There will be approximately 10 short homeworks (estimated weekly) totaling 40% of your grade which will be submitted handwritten. Homeworks will be due a week after they are assigned. There will also be 3 midterms at 18% each, one per focus area. For the midterms, you will be allowed to resubmit corrected solutions (within a week of receiving the grades) with a clear explanation of the mistake for up to 75% of the points. The remaining 6% will be for in-class participation (2% for each of the three focus areas).

Each student will have 120 cumulative hours (5 days) of late time (as measured on Gradescope), which will be forgiven. After this cumulative amount of time has passed, any assignment that is turned in late will receive zero credit. If you have extenuating circumstances, please reach out to me on Ed.

Textbook

The primary textbook is Mathematics for Machine Learning by Deisenroth, Faisal, and Ong. Additional readings will be assigned from the books listed above.

AI Tools & Learning Strategy

Philosophy: AI tools like ChatGPT and Claude are powerful learning aids when used strategically. However, using them as shortcuts for homework will undermine your mathematical reasoning skills and hurt your performance on exams.

Strategic Use for Learning:

  • Concept clarification: “Explain what a Hilbert space is” or “What’s the intuition behind the representer theorem?”
  • Notation help: “What does this mathematical notation mean?”
  • Study preparation: Generate practice problems or alternative explanations of textbook concepts
  • Debugging understanding: “I think X, but I’m getting confused about Y…”

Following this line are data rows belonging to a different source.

Issue #5175, opened 2015-09-15
EJSON.clone can't clone objects with a prototype and a length property


joegoldbeck:
If I return an object from a Meteor method as follows: `return {a: 2, length: 37}`, it is sent over the websocket correctly as `{a: 2, length: 37}`.

However, if that object is an instance of another class like so `return new MyClass({a: 2, length: 37})`, then what is sent is an empty object (`{}`).

If the key "length" is not present, it also works correctly. `return new MyClass({a: 2})` sends `{a: 2}` over the websocket as expected.

stubailo:
OK, I've tracked this down to the fact that we use `EJSON.clone` to clone any return values on methods. EJSON.clone thinks that anything with a `length` property is an array.

hwillson:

Why struggle is valuable: Mathematical reasoning develops through working through challenging problems yourself. If concepts feel difficult at first, that’s completely normal and part of the learning process. The moments when things finally “click” after wrestling with ideas are when real understanding develops.

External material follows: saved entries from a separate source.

PR #8833, opened 2017-06-22
Support for import followed by other statements in scripts piped to `meteor shell`

### LINKED ISSUE #8823: Cannot use "import" in `meteor shell` via STDIN
While using `import` in a normal `meteor shell` works

```
$ meteor shell

> import { Success } from "./imports/collections";
> Success
'success!'
> Shell exiting...
```

The same command using STDIN throws a `SyntaxError`

```
$ echo 'import { Success } from "./imports/collections"' | meteor shell
SyntaxError: Unexpected token, expected ( (1:8)
```

Seen in both meteor `1.4.4.3` and `1.5`

atd:
Fixes #8823

### DIFF
--- a/packages/shell-server/shell-server.js
+++ b/packages/shell-server/shell-server.js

Bottom line: Use AI tools to enhance your understanding, not replace your thinking. The goal is to become a better mathematical reasoner, and that requires practicing the hard parts yourself.

Wellness Statement

Your mental health and wellbeing are incredibly important to me and I recognize the stresses (both school and non-school related) that many of you may be under here at Penn. I encourage you to come speak to me if you have any extenuating circumstances as you progress through this course.

I want to make sure that you are aware of some of the mental health resources here at Penn.

  • Student health and counseling: the primary care and psychological care division of Wellness at Penn which can be used to schedule counseling appointments.
  • Mental health at Penn: Penn’s mental health hub.
  • If there is any urgent concern, please contact CAPS at 215-898-7021 for emergency help.

If you are a victim of, witness, or are otherwise affected by unacceptable behavior:

DEI Statement

At Penn and in this class we value and actively seek to include all students and their unique identities (including but not limited to ethnicity, gender, sexual orientation, country of origin, class, religion, and disability status). You belong here, and I am here to help you. If at any time, you feel that this class is not providing an inclusive environment to your or your classmates, please let me know. I want this class, lectures, discussions, and office hours to be an inclusive space where you feel comfortable learning and sharing your opinion.

Changes

I reserve the right to make changes to the syllabus including lecture contents and homework due dates. These changes will be announced as early as possible.